In real number axioms, it is defined that there is $0$ such that $x+0=x$ for all $x.$ I was wondering an example is there any other algebraic structure than real numbers which satisfy the real number axioms other than $x+0=x$ but where $x\cdot 0=0\cdot x =0$ for all elements $x$.
This question popped on my mind when I was wondering why $0x=0$ is not an axiom. I know how to prove it from the other axioms but I'm not sure if $0x=0$ implies that $x+0=x$.
On
If you view the real numbers as an ordered field, then $\Bbb Q$ and any intermediate field between $\Bbb Q$ and $\Bbb R$ as well. There are other ordered fields, much much larger than $\Bbb R$, too.
But you can also think of the real numbers as a field, without concern of the order, in which case every field has this property. That is to say, in every field $0+x=x=x+0$ and $0\cdot x=0\cdot x=0$. Examples for fields are $\Bbb C$, and even finite fields like $\Bbb Z/3\Bbb Z$.
You can also remove some of the properties and view the real numbers as a ring, or a commutative ring, or a domain, or many other stronger or weaker types of rings. And in rings it holds that $0$ has these properties as well. However in an arbitrary ring not all elements have a multiplicative inverse, and sometimes the multiplication is not commutative, and sometimes other bad things happen as well.
On
How are you going to establish an axion that $0\cdot x=0$ where $x=\infty$? $0\cdot \infty$ is indeterminate.
Hence $0\cdot x=0\implies0+x=0$ isn't true $\forall x \in \Bbb R$
On
This does not really have anything to do with real numbers. This is a question about fields, or rather, rings.
A ring $(R, +, \cdot)$ is an abelian group $(R, +)$ with a multiplication $\cdot$ that is associative and compatible with the group structure, i.e. that it fulfills the distributive properties $x\cdot(y+z) = x\cdot y + x \cdot z$ and $(x+y)\cdot z = x\cdot z + y \cdot z$ for all $x, y, z \in R$.

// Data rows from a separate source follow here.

PR #2577, opened 2021-02-17
PP-7740 Add request Stripe test account page

kbottla:
## WHAT
- Added new controller (GET) to request Stripe test account and relevant tests

with @iqbalgds

### DIFF
--- a/app/controllers/request-psp-test-account/get.controller.js
+++ b/app/controllers/request-psp-test-account/get.controller.js
@@ -1,0 +1,21 @@
+'use strict'
+
+const { response } = require('../../utils/response')
+const { NOT_STARTED, CREATED, REQUEST_SUBMITTED } = require('../../models/psp-test-account-stage')
+const goLiveStage = require('../../models/go-live-stage')
+
+module.exports = function getRequestPspTestAccount (req, res, next) {
+  const service = req.service
+  try {
+    const pageData = {
+      requestForPspTestAccountNotStarted: (service.currentPspTestAccountStage === NOT_STARTED || !service.currentPspTestAccountStage) && service.currentGoLiveStage !== goLiveStage.LIVE,
+      requestForPspTestAccountSubmitted: service.currentPspTestAccountStage === REQUEST_SUBMITTED,
+      pspTestAccountCreated: service.currentPspTestAccountStage === CREATED,
+      isServiceLive: service.currentGoLiveStage === goLiveStage.LIVE
+    }
+
+    return response(req, res, 'request-psp-test-account/index', pageData)
+  } catch (error) {
+    return next(error)
+  }
+}
--- a/app/views/request-psp-test-account/index.njk
+++ b/app/views/request-psp-test-account/index.njk
@@ -1,0 +1,73 @@
+{% extends "../layout.njk" %}
+
+{% block pageTitle %}
+  Request Stripe test account - {{ currentService.name }} - GOV.UK Pay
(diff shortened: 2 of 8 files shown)


app/controllers/request-psp-test-account/get.controller.js
```diff
@@ -0,0 +1,22 @@
+'use strict'
+
+const { response, renderErrorView } = require('../../utils/response')
+const { NOT_STARTED, CREATED, REQUEST_SUBMITTED } = require('../../models/psp-test-account-stage')
+const goLiveStage = require('../../models/go-live-stage')
+
+module.exports = async (req, res) => {
+  const service = req.service
+  service.currentPspTestAccountStage = CREATED
```
sfount, line 9: Does this intentionally set the `currentPspTestAccountStage` and then do logical comparisons on it later? Assuming this value can change should this only be setting it if there isn't already an existing value?

app/controllers/request-psp-test-account/get.controller.js
```diff
@@ -0,0 +1,22 @@
+'use strict'
+
+const { response, renderErrorView } = require('../../utils/response')
+const { NOT_STARTED, CREATED, REQUEST_SUBMITTED } = require('../../models/psp-test-account-stage')
+const goLiveStage = require('../../models/go-live-stage')
+
+module.exports = async (req, res) => {
```
sfount, line 7: Named function would be useful here

app/controllers/request-psp-test-account/get.controller.js
```diff
@@ -0,0 +1,22 @@
...
+    const pageData = {
+      requestForPspTestAccountNotStarted: (service.currentPspTestAccountStage === NOT_STARTED && service.currentGoLiveStage !== goLiveStage.LIVE),
+      requestForPspTestAccountSubmitted: service.currentPspTestAccountStage === REQUEST_SUBMITTED,
+      pspTestAccountCreated: service.currentPspTestAccountStage === CREATED,
+      isServiceLive: service.currentGoLiveStage === goLiveStage.LIVE
+    }
+
+    return response(req, res, 'request-psp-test-account/index', pageData)
+  } catch (error) {
+    return renderErrorView(req, res, false, error.errorCode)
```
sfount, line 20: As this error handler doesn't do anything custom it should favour `next(error)`, the error will be handled in the same way but with consistent logging standards

(also wondering what error could actually happen here! I don't think anything above should throw, but not going to get in the way of more cautious rather than less)

app/views/request-psp-test-account/index.njk
```diff
@@ -0,0 +1,73 @@
...
+
+{% block mainContent %}
+  <div class="govuk-grid-column-two-thirds">
+
+  {% if isServiceLive %}
+    <h1 class="govuk-heading-l">
+      Test account cannot be requested
+    <h1>
+    <p class="govuk-body">
+      Stripe test account cannot be requested for live service. You can create another service and request Stripe test account
```
sfount, line 25: I assume the content here is not finalised? A number of grammatical issues I think 
```suggestion
      Stripe test accounts cannot be requested for a live service. You can create another service and request a Stripe test account
```

app/controllers/request-psp-test-account/get.controller.js
kbottla: 🤦🏽 This should haven't been in.

sfount (approved):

From this automatically follows $0 \cdot x = 0$ as $$0 \cdot x = (0 + 0)\cdot x = 0 \cdot x + 0 \cdot x \Longrightarrow 0 = 0 \cdot x$$ This is why you do not need $0 \cdot x = 0$ as an axiom. It follows from the other axioms.
On the other hand, it does not make sense to not require $0 + x = x$, as you want that to have a well-formed addition.
As for the other axioms for the reals: You want $(R \setminus \{0\}, \cdot)$ to be an abelian group as well (i.e. to be a field), and you require that it is 1) complete and 2) archimedically ordered. Then you can show that there is only one such set (up to isomorphy).
You may be interested in the notion of a real closed field. Among the many properties is that all real closed fields are elementarily equivalent -- any statement you can make using only first-order logic and $+,-,\cdot,/,$ and $<$ is true in one real closed field if and only if it is true in all real closed fields.
In particular, $\mathbb{R}$ is a real closed field, and there are many other examples of such things as well, such as $\overline{\mathbb{Q}} \cap \mathbb{R}$.